*** Material provided ***
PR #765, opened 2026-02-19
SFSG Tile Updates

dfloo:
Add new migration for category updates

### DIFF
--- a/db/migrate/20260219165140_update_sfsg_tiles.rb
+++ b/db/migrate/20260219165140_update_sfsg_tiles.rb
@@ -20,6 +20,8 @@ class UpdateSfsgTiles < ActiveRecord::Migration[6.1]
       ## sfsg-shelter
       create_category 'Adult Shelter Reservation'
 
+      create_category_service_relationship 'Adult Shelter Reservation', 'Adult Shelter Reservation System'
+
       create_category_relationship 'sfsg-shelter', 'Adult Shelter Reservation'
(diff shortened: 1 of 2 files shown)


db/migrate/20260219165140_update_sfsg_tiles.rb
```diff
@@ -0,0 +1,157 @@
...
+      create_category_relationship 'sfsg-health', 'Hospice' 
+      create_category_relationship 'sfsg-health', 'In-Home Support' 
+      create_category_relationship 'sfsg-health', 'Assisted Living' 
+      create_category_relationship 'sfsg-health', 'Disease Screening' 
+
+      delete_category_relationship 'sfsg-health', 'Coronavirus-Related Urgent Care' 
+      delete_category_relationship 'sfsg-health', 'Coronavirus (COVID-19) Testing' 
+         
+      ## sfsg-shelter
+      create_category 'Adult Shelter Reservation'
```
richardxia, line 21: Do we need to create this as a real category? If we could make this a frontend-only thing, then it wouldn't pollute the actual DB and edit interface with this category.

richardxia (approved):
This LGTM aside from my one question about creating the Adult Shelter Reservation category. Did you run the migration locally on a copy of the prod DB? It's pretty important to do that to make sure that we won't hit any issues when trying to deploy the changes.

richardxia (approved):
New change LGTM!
*** End of Material provided ***
*** Material provided ***
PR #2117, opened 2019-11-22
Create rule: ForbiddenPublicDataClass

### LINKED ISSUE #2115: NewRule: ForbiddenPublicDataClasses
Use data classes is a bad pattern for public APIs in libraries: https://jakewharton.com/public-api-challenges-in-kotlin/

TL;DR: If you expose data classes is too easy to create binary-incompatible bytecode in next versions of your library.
*** End of Material provided ***
Go through the data and gather every line that holds "migrate".

--- a/db/migrate/20260219165140_update_sfsg_tiles.rb
+++ b/db/migrate/20260219165140_update_sfsg_tiles.rb
db/migrate/20260219165140_update_sfsg_tiles.rb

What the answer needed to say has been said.